# Work request:
Please reproduce each line of the data below exactly as shown.
== Supplied material ==
PR #12919, opened 2026-07-10
fix(cli): accept top-level --if-present and stop workspace installs scaffolding a root manifest

eagarwal-notion:
## Summary

Every TS-touching pull request currently fails TS CI: the repo's package manager is the pacquet-based pnpm v12 alpha, and the PR-only `test-pkgs-branch` script (`pn --workspace-concurrency=1 --filter=...[origin/main] --no-sort --if-present .test`) needs two things that binary lacks. pnpm/pnpm#12914 supplied the `...[<since>]` filter selector; this PR supplies the other half — top-level `--if-present` — and aligns the workspace no-scaffold behavior (introduced on main by pnpm/pnpm#12922 to fix the `run_recursive` test that had been red since pnpm/pnpm#12910 landed on top of pnpm/pnpm#12914) with pnpm.

1. **Top-level `--if-present`** — pnpm accepts `--if-present` ahead of the script name; pacquet only declared it on `run` / `stop` / `restart`, so the `test-pkgs-branch` invocation died at argument parsing (`unexpected argument '--if-present' found`). It is now a top-level flag like the other run-scoped options (`--resume-from`, `--report-summary`, `--no-bail`), merged with the subcommands' own flag, and rejected for non-script commands. Deliberately not clap-global: a propagated global flag would collide with the subcommands' own declarations. `exec` also rejects it — pnpm treats `--if-present` as an unknown option there, and threading it through would make it a silent no-op (raised in CodeRabbit review).

2. **No manifest scaffolding anywhere inside a workspace** — pnpm never creates a `package.json` during an install inside a workspace. pnpm/pnpm#12922 already stopped persisting the scaffold when a `pnpm-workspace.yaml` sits next to the missing root manifest; this PR closes the remaining parity gaps: the gate is workspace membership (`config.workspace_dir`), so installs in workspace member directories can't scaffold one either, and the in-memory stand-in is an empty manifest instead of the init template — `pnpm add -w` at a rootless workspace root persists only the added dependencies (verified against the TS CLI), not npm's init template with its failing `test` script. Non-workspace installs keep scaffolding, and `add` still persists through its explicit save.

Verified against the TS CLI on identical fixtures: `pnpm --filter '...[origin/main]' test` on a rootless workspace selects only the changed projects, exits 0, and leaves no `package.json` behind — pacquet now matches. A remaining smaller gap: pacquet still writes an empty `.` importer to `pnpm-lock.yaml` where pnpm writes none.

Note for reviewers: PR TS CI can only turn green after a pnpm v12 alpha carrying pnpm/pnpm#12914 plus this change is published to `next-12` and the repo's `packageManager` is bumped. Unrelated: under plain `cargo test` (not nextest), `patch_state`'s doomed-cwd test can race any test that reads the process cwd (e.g. `pack_app`); nextest's process-per-test isolation hides it in CI, but the doomed-cwd behavior likely belongs behind the DI seam.

No TypeScript-side change: both fixes align pacquet with existing TS behavior.

## Squash Commit Body

```text
Accept --if-present ahead of the script name, the way pnpm's option
parser does. The repo's own test-pkgs-branch script uses that spelling,
so every PR TS CI job died at argument parsing under the pacquet-based
pnpm v12. Declared top-level like the other run-scoped options but not
clap-global (run/stop/restart declare their own --if-present), merged
with the subcommand flags, validated like --resume-from/--no-bail.
Rejected for exec like pnpm, where dispatch would drop it silently.

Never scaffold a missing manifest inside a workspace. Gate State::init's
no-scaffold path on workspace membership (config.workspace_dir) rather
than a pnpm-workspace.yaml beside the missing manifest, so installs in
workspace member directories can't scaffold a package.json either —
pnpm never creates one anywhere in a workspace. Keep an empty object as
the in-memory stand-in instead of the init template: pnpm's add at a
rootless workspace root persists a manifest holding only the added
dependencies, and the template's failing test script would otherwise
ride along on any explicit save.

Together with pnpm/pnpm#12914 this unblocks the ci:test-branch job once
a pnpm v12 alpha carrying both is released and packageManager is bumped.
```

## Checklist

- [x] Added or updated tests.

---

## Summary by CodeRabbit

* **New Features**
  * Added top-level `--if-present` support for script commands, including recursive execution.
  * Missing scripts now exit successfully when `--if-present` is used.

* **Bug Fixes**
  * Prevented workspace installs from creating an unintended root manifest when one is absent.
  * Restricted `--if-present` to supported command contexts with clear validation errors.

### DIFF
--- a/pnpm/crates/cli/src/cli_args/cli_command.rs
+++ b/pnpm/crates/cli/src/cli_args/cli_command.rs
@@ -230,12 +230,16 @@ impl CliArgs {
 
     /// `restart` also runs scripts and accepts its own `--if-present`,
     /// so the top-level spelling is valid for it too — unlike the
-    /// recursive-only flags, which `restart` rejects.
+    /// recursive-only flags, which `restart` rejects. `exec` is the
+    /// reverse: it takes the recursive-only flags but runs arbitrary
+    /// commands rather than scripts, so pnpm rejects `--if-present`
+    /// for it and pacquet must too.
     fn validate_if_present_top_level_option(&self) -> Result<(), clap::Error> {
-        if matches!(self.command, CliCommand::Restart(_)) {
-            return Ok(());
+        match self.command {
+            CliCommand::Restart(_) => Ok(()),
+            CliCommand::Exec(_) => Err(Self::unexpected_argument_error("--if-present")),
+            _ => self.validate_run_scoped_global_option("--if-present"),
         }
-        self.validate_run_scoped_global_option("--if-present")
     }
 
     fn validate_run_scoped_global_option(&self, option: &str) -> Result<(), clap::Error> {
@@ -250,8 +254,12 @@ impl CliArgs {
         ) {
             return Ok(());
         }
-        Err(Self::command()
-            .error(ErrorKind::UnknownArgument, format!("unexpected argument '{option}' found")))
+        Err(Self::unexpected_argument_error(option))
+    }
+
+    fn unexpected_argument_error(option: &str) -> clap::Error {
+        Self::command()
+            .error(ErrorKind::UnknownArgument, format!("unexpected argument '{option}' found"))
     }
 
     fn validate_report_summary_global_option(&self) -> Result<(), clap::Error> {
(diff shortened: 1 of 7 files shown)


zkochan:
The CodeRabbit review finding (top-level `--if-present` accepted for `exec` but silently dropped) is addressed in b8651b821e: the validator now rejects `--if-present` for `exec` with the same `UnknownArgument` error used for the other non-script commands, matching the TS CLI, which fails with `Unknown option: 'if-present'` for `pnpm --if-present exec`. Covered by a new case in `if_present_flag_rejects_non_script_commands`.

---

zkochan (approved):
===
# Result of the exercise:
PR #12919, opened 2026-07-10
fix(cli): accept top-level --if-present and stop workspace installs scaffolding a root manifest

eagarwal-notion:
## Summary

Every TS-touching pull request currently fails TS CI: the repo's package manager is the pacquet-based pnpm v12 alpha, and the PR-only `test-pkgs-branch` script (`pn --workspace-concurrency=1 --filter=...[origin/main] --no-sort --if-present .test`) needs two things that binary lacks. pnpm/pnpm#12914 supplied the `...[<since>]` filter selector; this PR supplies the other half — top-level `--if-present` — and aligns the workspace no-scaffold behavior (introduced on main by pnpm/pnpm#12922 to fix the `run_recursive` test that had been red since pnpm/pnpm#12910 landed on top of pnpm/pnpm#12914) with pnpm.

1. **Top-level `--if-present`** — pnpm accepts `--if-present` ahead of the script name; pacquet only declared it on `run` / `stop` / `restart`, so the `test-pkgs-branch` invocation died at argument parsing (`unexpected argument '--if-present' found`). It is now a top-level flag like the other run-scoped options (`--resume-from`, `--report-summary`, `--no-bail`), merged with the subcommands' own flag, and rejected for non-script commands. Deliberately not clap-global: a propagated global flag would collide with the subcommands' own declarations. `exec` also rejects it — pnpm treats `--if-present` as an unknown option there, and threading it through would make it a silent no-op (raised in CodeRabbit review).

2. **No manifest scaffolding anywhere inside a workspace** — pnpm never creates a `package.json` during an install inside a workspace. pnpm/pnpm#12922 already stopped persisting the scaffold when a `pnpm-workspace.yaml` sits next to the missing root manifest; this PR closes the remaining parity gaps: the gate is workspace membership (`config.workspace_dir`), so installs in workspace member directories can't scaffold one either, and the in-memory stand-in is an empty manifest instead of the init template — `pnpm add -w` at a rootless workspace root persists only the added dependencies (verified against the TS CLI), not npm's init template with its failing `test` script. Non-workspace installs keep scaffolding, and `add` still persists through its explicit save.

Verified against the TS CLI on identical fixtures: `pnpm --filter '...[origin/main]' test` on a rootless workspace selects only the changed projects, exits 0, and leaves no `package.json` behind — pacquet now matches. A remaining smaller gap: pacquet still writes an empty `.` importer to `pnpm-lock.yaml` where pnpm writes none.

Note for reviewers: PR TS CI can only turn green after a pnpm v12 alpha carrying pnpm/pnpm#12914 plus this change is published to `next-12` and the repo's `packageManager` is bumped. Unrelated: under plain `cargo test` (not nextest), `patch_state`'s doomed-cwd test can race any test that reads the process cwd (e.g. `pack_app`); nextest's process-per-test isolation hides it in CI, but the doomed-cwd behavior likely belongs behind the DI seam.

No TypeScript-side change: both fixes align pacquet with existing TS behavior.

## Squash Commit Body

```text
Accept --if-present ahead of the script name, the way pnpm's option
parser does. The repo's own test-pkgs-branch script uses that spelling,
so every PR TS CI job died at argument parsing under the pacquet-based
pnpm v12. Declared top-level like the other run-scoped options but not
clap-global (run/stop/restart declare their own --if-present), merged
with the subcommand flags, validated like --resume-from/--no-bail.
Rejected for exec like pnpm, where dispatch would drop it silently.

Never scaffold a missing manifest inside a workspace. Gate State::init's
no-scaffold path on workspace membership (config.workspace_dir) rather
than a pnpm-workspace.yaml beside the missing manifest, so installs in
workspace member directories can't scaffold a package.json either —
pnpm never creates one anywhere in a workspace. Keep an empty object as
the in-memory stand-in instead of the init template: pnpm's add at a
rootless workspace root persists a manifest holding only the added
dependencies, and the template's failing test script would otherwise
ride along on any explicit save.

Together with pnpm/pnpm#12914 this unblocks the ci:test-branch job once
a pnpm v12 alpha carrying both is released and packageManager is bumped.
```

## Checklist

- [x] Added or updated tests.

---

## Summary by CodeRabbit

* **New Features**
  * Added top-level `--if-present` support for script commands, including recursive execution.
  * Missing scripts now exit successfully when `--if-present` is used.

* **Bug Fixes**
  * Prevented workspace installs from creating an unintended root manifest when one is absent.
  * Restricted `--if-present` to supported command contexts with clear validation errors.

### DIFF
--- a/pnpm/crates/cli/src/cli_args/cli_command.rs
+++ b/pnpm/crates/cli/src/cli_args/cli_command.rs
@@ -230,12 +230,16 @@ impl CliArgs {
 
     /// `restart` also runs scripts and accepts its own `--if-present`,
     /// so the top-level spelling is valid for it too — unlike the
-    /// recursive-only flags, which `restart` rejects.
+    /// recursive-only flags, which `restart` rejects. `exec` is the
+    /// reverse: it takes the recursive-only flags but runs arbitrary
+    /// commands rather than scripts, so pnpm rejects `--if-present`
+    /// for it and pacquet must too.
     fn validate_if_present_top_level_option(&self) -> Result<(), clap::Error> {
-        if matches!(self.command, CliCommand::Restart(_)) {
-            return Ok(());
+        match self.command {
+            CliCommand::Restart(_) => Ok(()),
+            CliCommand::Exec(_) => Err(Self::unexpected_argument_error("--if-present")),
+            _ => self.validate_run_scoped_global_option("--if-present"),
         }
-        self.validate_run_scoped_global_option("--if-present")
     }
 
     fn validate_run_scoped_global_option(&self, option: &str) -> Result<(), clap::Error> {
@@ -250,8 +254,12 @@ impl CliArgs {
         ) {
             return Ok(());
         }
-        Err(Self::command()
-            .error(ErrorKind::UnknownArgument, format!("unexpected argument '{option}' found")))
+        Err(Self::unexpected_argument_error(option))
+    }
+
+    fn unexpected_argument_error(option: &str) -> clap::Error {
+        Self::command()
+            .error(ErrorKind::UnknownArgument, format!("unexpected argument '{option}' found"))
     }
 
     fn validate_report_summary_global_option(&self) -> Result<(), clap::Error> {
(diff shortened: 1 of 7 files shown)


zkochan:
The CodeRabbit review finding (top-level `--if-present` accepted for `exec` but silently dropped) is addressed in b8651b821e: the validator now rejects `--if-present` for `exec` with the same `UnknownArgument` error used for the other non-script commands, matching the TS CLI, which fails with `Unknown option: 'if-present'` for `pnpm --if-present exec`. Covered by a new case in `if_present_flag_rejects_non_script_commands`.

---

zkochan (approved):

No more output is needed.